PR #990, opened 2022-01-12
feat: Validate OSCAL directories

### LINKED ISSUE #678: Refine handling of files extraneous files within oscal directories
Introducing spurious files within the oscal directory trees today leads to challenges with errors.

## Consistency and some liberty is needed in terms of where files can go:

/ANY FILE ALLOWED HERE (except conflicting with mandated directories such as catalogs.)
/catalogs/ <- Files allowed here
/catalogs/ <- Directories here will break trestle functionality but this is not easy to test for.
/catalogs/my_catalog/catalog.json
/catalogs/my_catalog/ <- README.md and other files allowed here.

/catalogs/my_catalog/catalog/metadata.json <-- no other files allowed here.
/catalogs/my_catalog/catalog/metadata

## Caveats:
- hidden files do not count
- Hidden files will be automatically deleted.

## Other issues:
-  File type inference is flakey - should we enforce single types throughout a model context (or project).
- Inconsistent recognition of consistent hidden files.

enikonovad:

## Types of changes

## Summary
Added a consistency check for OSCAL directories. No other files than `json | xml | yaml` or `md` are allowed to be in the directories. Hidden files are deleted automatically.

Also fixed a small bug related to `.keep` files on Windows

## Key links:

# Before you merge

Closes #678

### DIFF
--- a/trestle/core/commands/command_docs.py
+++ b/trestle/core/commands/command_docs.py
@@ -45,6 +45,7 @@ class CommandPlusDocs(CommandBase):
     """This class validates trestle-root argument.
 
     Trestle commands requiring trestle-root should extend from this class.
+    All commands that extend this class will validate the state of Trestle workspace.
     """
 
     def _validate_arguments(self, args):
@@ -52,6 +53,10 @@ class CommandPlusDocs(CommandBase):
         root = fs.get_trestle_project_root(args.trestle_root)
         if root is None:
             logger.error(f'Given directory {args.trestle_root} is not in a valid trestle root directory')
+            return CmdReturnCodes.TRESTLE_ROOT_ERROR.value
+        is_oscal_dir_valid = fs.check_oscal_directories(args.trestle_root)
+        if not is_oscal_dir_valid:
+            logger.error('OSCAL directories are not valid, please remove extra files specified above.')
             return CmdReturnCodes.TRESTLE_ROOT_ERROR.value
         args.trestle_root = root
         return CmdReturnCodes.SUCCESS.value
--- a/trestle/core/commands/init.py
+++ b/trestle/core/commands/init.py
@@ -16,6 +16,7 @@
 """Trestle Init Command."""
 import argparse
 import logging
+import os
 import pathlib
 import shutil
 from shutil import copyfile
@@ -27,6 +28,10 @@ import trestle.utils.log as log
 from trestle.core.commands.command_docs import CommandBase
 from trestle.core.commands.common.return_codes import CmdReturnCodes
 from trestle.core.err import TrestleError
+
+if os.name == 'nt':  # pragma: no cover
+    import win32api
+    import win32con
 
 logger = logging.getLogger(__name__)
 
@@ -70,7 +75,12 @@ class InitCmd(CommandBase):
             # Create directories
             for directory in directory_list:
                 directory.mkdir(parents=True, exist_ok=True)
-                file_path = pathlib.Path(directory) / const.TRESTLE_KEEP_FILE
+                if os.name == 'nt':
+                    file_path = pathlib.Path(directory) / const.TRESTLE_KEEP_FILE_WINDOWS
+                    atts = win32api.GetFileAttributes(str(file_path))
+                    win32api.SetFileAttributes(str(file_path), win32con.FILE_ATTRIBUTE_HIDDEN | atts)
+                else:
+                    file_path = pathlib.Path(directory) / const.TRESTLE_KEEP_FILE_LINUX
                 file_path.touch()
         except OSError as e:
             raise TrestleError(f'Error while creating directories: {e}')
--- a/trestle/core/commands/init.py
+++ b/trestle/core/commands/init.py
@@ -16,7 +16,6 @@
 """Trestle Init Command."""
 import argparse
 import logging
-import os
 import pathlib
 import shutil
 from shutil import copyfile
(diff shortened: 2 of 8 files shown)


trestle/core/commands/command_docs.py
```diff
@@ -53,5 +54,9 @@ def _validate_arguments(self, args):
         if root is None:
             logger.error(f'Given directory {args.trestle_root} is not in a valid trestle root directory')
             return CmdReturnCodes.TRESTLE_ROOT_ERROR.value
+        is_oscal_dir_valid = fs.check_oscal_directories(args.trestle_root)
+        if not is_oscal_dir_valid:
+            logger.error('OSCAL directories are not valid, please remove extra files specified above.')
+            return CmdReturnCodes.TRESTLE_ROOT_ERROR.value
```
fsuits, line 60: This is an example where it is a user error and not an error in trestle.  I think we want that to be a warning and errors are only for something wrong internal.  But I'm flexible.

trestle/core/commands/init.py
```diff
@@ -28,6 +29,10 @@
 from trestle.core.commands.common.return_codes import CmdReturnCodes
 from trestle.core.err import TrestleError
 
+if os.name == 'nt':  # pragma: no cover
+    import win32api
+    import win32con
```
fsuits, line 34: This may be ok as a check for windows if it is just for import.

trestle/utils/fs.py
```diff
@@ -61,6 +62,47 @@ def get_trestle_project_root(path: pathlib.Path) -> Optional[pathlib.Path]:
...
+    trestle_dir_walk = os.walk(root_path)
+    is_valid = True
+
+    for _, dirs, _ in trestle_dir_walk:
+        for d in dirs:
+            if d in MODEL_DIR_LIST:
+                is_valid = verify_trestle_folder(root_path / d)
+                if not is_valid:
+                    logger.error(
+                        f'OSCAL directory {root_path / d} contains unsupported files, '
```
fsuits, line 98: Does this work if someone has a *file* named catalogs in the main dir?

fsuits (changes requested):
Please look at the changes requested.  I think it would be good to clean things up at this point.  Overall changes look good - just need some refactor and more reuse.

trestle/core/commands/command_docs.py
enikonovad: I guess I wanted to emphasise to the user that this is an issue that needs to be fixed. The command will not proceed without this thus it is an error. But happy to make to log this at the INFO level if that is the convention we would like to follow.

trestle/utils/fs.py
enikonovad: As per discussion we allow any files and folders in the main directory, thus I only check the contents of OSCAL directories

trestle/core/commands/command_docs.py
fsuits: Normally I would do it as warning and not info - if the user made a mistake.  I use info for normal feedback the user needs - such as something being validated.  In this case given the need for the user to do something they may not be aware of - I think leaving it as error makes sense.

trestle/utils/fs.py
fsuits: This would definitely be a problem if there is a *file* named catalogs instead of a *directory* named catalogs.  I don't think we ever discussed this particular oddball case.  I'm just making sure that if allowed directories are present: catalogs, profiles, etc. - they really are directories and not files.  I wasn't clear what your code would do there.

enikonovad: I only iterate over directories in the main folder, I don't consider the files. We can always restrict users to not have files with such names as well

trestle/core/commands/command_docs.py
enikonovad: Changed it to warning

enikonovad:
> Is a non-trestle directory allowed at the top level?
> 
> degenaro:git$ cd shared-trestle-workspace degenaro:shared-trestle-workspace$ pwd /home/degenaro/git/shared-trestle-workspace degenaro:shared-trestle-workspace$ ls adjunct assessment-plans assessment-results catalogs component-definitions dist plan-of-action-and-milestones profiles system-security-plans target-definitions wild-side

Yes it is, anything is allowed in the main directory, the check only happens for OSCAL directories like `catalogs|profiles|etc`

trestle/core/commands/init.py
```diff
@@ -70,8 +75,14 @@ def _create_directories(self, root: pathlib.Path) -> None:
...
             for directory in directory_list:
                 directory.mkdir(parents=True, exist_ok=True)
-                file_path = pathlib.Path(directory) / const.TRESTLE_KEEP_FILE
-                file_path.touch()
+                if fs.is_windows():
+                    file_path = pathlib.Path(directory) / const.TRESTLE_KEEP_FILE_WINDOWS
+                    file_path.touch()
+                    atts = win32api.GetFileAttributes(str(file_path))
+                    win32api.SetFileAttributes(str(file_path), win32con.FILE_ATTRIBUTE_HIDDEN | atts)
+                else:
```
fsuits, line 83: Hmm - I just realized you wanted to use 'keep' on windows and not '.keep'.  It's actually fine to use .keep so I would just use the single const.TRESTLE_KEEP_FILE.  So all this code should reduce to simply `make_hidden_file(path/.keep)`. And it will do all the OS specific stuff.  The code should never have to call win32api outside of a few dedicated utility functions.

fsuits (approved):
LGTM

++++++++++

• Problem to solve:
Lines that hold "class" are the ones to copy, so pick each out from the data.

• Output for this task:
@@ -45,6 +45,7 @@ class CommandPlusDocs(CommandBase):
     """This class validates trestle-root argument.
     Trestle commands requiring trestle-root should extend from this class.
+    All commands that extend this class will validate the state of Trestle workspace.
@@ -52,6 +53,10 @@ class CommandPlusDocs(CommandBase):
@@ -70,7 +75,12 @@ class InitCmd(CommandBase):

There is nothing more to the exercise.